DouglasPatton / vbflow

1 stars 2 forks source link

UI Dashboard Panels #8

Open mikecyterski opened 2 years ago

mikecyterski commented 2 years ago

Initial Visualization Design:

                                         DATA EXPLORATION 1

Plots for All Features (pop-up window, accessed from some central location - maybe by right-clicking at the top left of the data table)

Missing data by column and row image

Missing data by column image

Missing data by row image

Correlation matrix across all features image

Dendrogram of feature clustering image

                                            DATA EXPLORATION 2

Plots for Individual Features/Response (pop-up window accessed by right-click of the column header?)

Time-series of active column image

Density plot: the number of observations within binned range of column values image

Scatterplot of active column vs. response (with correlation included) image

Box and whiskers plot for the response values within each level of active categorical column image

Box and whiskers plot for values within active continuous column image

Pie chart of number of observations per level of active categorical column image

                                  TRAINING DASHBOARD: 1x2 (row x column) panel layout

(For the plots that follow, user can toggle showing/hiding results for any of the estimators)

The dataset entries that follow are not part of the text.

PR #4348, opened 2025-09-25
Add retry logic on top of ledger dependency update

felipemadero:
## Why this should be merged
- Ledger operations against the moved ledger-avalanche-go module still fail sporadically with hidapi: unknown failure and APDU 0x6987 errors.
- Introducing a bounded retry with backoff around device calls restores stability when the hardware wallet needs a moment to respond.
  
## How this works
- Adds retryOnHIDAPIError, which retries selected ledger calls up to five times with a linear backoff.
- Wraps app discovery, key derivation, signing, version reads, and disconnect in the new retry helper

## How this was tested
- A example program made to test all p/x/c txs, signed with ledger, on local network + (someones on fuji) was made to check the stability of the ledger interaction and to check the availability of sign vs sign hash on new ledger app. Nano S+. Macos.
After the fix, the program executes many times with no issues.

### DIFF
--- a/utils/crypto/ledger/ledger.go
+++ b/utils/crypto/ledger/ledger.go
@@ -5,6 +5,8 @@ package ledger
 
 import (
 	"fmt"
+	"strings"
+	"time"
 
 	"github.com/ava-labs/avalanchego/ids"
 	"github.com/ava-labs/avalanchego/utils/crypto/keychain"
@@ -19,9 +21,38 @@ const (
 	rootPath          = "m/44'/9000'/0'" // BIP44: m / purpose' / coin_type' / account'
 	ledgerBufferLimit = 8192
 	ledgerPathSize    = 9
+	maxRetries        = 5
+	initialRetryDelay = 200 * time.Millisecond
 )
 
 var _ keychain.Ledger = (*Ledger)(nil)
+
+// retryOnHIDAPIError executes a function up to maxRetries times if it encounters
+// the specific "hidapi: unknown failure" error or APDU error 0x6987
+func retryOnHIDAPIError(fn func() error) error {
+	var err error
+	for attempt := 1; attempt <= maxRetries; attempt++ {
+		err = fn()
+		if err == nil {
+			return nil
+		}
+
+		// Check if the error contains the specific HIDAPI failure message or APDU 0x6987
+		if strings.Contains(err.Error(), "hidapi: unknown failure") ||
+			strings.Contains(err.Error(), "APDU Error Code from Ledger Device: 0x6987") {
+			if attempt < maxRetries {
+				// Calculate backoff delay: 200ms, 400ms, 600ms, 800ms
+				delay := time.Duration(attempt) * initialRetryDelay
+				time.Sleep(delay)
+				continue
+			}
+		}
+
+		// If it's not a retryable error or we've exhausted retries, return the error
+		return err
+	}
+	return err
+}
 
 // Ledger is a wrapper around the low-level Ledger Device interface that
 // provides Avalanche-specific access.
@@ -30,8 +61,13 @@ type Ledger struct {
 	epk    *bip32.Key
 }
 
-func New() (keychain.Ledger, error) {
-	device, err := ledger.FindLedgerAvalancheApp()
+func New() (*Ledger, error) {
+	var device *ledger.LedgerAvalanche
+	err := retryOnHIDAPIError(func() error {
+		var err error
+		device, err = ledger.FindLedgerAvalancheApp()
+		return err
+	})
 	return &Ledger{
 		device: device,
 	}, err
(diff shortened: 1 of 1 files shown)


go.mod
```diff
@@ -88,6 +88,15 @@ require (
 	k8s.io/utils v0.0.0-20230726121419-3b25d923346b
 )
 
+require (
```
maru-ava: Any idea why this gets added as a separate section?

utils/crypto/ledger/ledger.go
```diff
@@ -19,19 +21,53 @@ const (
...
+func retryOnHIDAPIError(fn func() error) error {
+	var err error
+	for attempt := 1; attempt <= maxRetries; attempt++ {
+		err = fn()
+		if err == nil {
+			return nil
+		}
+
+		// Check if the error contains the specific HIDAPI failure message or APDU 0x6987
+		if strings.Contains(err.Error(), "hidapi: unknown failure") ||
```
maru-ava: Does the use of `Contains` rather than checking for an exact match indicate that there is potentially more text involved? If so, might those details be useful enough to justify being logged for traceability when within maxRetries?

utils/crypto/ledger/ledger.go
```diff
@@ -19,19 +21,53 @@ const (
...
+			strings.Contains(err.Error(), "APDU Error Code from Ledger Device: 0x6987") {
+			if attempt < maxRetries {
+				// Calculate backoff delay: 200ms, 400ms, 600ms, 800ms
```
maru-ava, line 44: (No action required) Maybe indicate in the comment why this scheme is appropriate?

utils/crypto/ledger/ledger.go
```diff
@@ -19,19 +21,53 @@ const (
...
+				delay := time.Duration(attempt) * initialRetryDelay
+				time.Sleep(delay)
+				continue
+			}
+		}
+
+		// If it's not a retryable error or we've exhausted retries, return the error
```
maru-ava: Maybe remove this return? The final return would appear to suffice.

go.mod
felipemadero: I understand `go get` is doing that in this case.

utils/crypto/ledger/ledger.go
felipemadero: it is just that msg, changed to exact match

utils/crypto/ledger/ledger.go
felipemadero: added a brief comment

utils/crypto/ledger/ledger.go
felipemadero: It is needed because at this point, I don't want to retry. Changed for a break instead

utils/crypto/ledger/ledger.go
```diff
@@ -42,7 +79,12 @@ func addressPath(index uint32) string {
 }
 
 func (l *Ledger) Address(hrp string, addressIndex uint32) (ids.ShortID, error) {
-	resp, err := l.device.GetPubKey(addressPath(addressIndex), true, hrp, "")
+	var resp *ledger.ResponseAddr
+	err := retryOnHIDAPIError(func() error {
+		var err error
+		resp, err = l.device.GetPubKey(addressPath(addressIndex), false, hrp, "")
```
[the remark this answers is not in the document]
felipemadero: it is an intended change, to avoid the user to need to authorize this query operation

utils/crypto/ledger/ledger.go
```diff
@@ -19,19 +20,55 @@ const (
...
 // Ledger is a wrapper around the low-level Ledger Device interface that
 // provides Avalanche-specific access.
 type Ledger struct {
 	device *ledger.LedgerAvalanche
 	epk    *bip32.Key
 }
 
-func New() (keychain.Ledger, error) {
-	device, err := ledger.FindLedgerAvalancheApp()
+func New() (*Ledger, error) {
```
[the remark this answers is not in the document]
felipemadero: it is deliberate change. It is indeed breaking change but will not impact known users. Users can expect to receive an object that implements the interface.

utils/crypto/ledger/ledger.go
```diff
@@ -19,19 +20,55 @@ const (
...
+// the specific "hidapi: unknown failure" error or APDU error 0x6987
+func retryOnHIDAPIError(fn func() error) error {
+	var err error
+	for attempt := 1; attempt <= maxRetries; attempt++ {
+		err = fn()
+		if err == nil {
+			return nil
+		}
+
+		// Check if the error is HIDAPI failure message or APDU 0x6987
```
maru-ava: Maybe reword to explain why these errors are appropriate to retry? Otherwise the comment doesn't provide any more detail than already obvious from the code.

felipemadero: improved comment

yacovm:
> * A example program made to test all p/x/c txs, signed with ledger, on local network + (somes on fuji) was made to check the stability of the ledger interaction and to check the availability of sign vs sign hash on new ledger app. Nano S+. Macos.
>   After the fix, the program executes many times with no issues.

What example program?

utils/crypto/ledger/ledger.go
```diff
@@ -5,6 +5,7 @@ package ledger
 
 import (
 	"fmt"
+	"time"
```
yacovm, line 8: 1. Is the code in this file tested in CI? If so, then we should have a test that fails without the changes in this PR.
2. If the code is not tested in CI (likely because we don't have a ledger connected to our github runners) then I don't think we should have this code in avalanchego.

felipemadero:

Fitted values versus actual response values across cv-folds and reps DEFAULT image

Fitted values and actual values versus row number (after ordering by actual value) across cv-folds and reps OPTIONAL image

Fitted values and actual values (i.e., a time series plot) across cv-folds and reps OPTIONAL Same as previous plot, only the x-axis is original row number, not row number ordered by response value

Model scores/metrics for each estimator as a boxplot DEFAULT image

Model scores/metrics for each estimator as a lineplot OPTIONAL image

For linear models, a table of feature coefficients and their significance OPTIONAL image

For machine learning models, a table/plot of feature influence values OPTIONAL image

For machine learning models, a partial dependence plot (PDP), showing how the response variable varies across the range of the chosen feature OPTIONAL image

                                  PREDICTION DASHBOARD: 1x2 panel layout

For chosen model, a new prediction, its prediction interval, and original training data results across cv-folds and reps: ACTUAL y is UNKNOWN image

For chosen model, new prediction, its prediction interval, and original training data results across cv-folds and reps: ACTUAL y is KNOWN image

mikecyterski commented 2 years ago

The above plots are relevant for regression problems (continuous response variable). A different set of plots (and analytical techniques) must be generated for classification problems (categorical response variable). This type of analysis would seem to be a fairly important addition to the WebVB toolbox.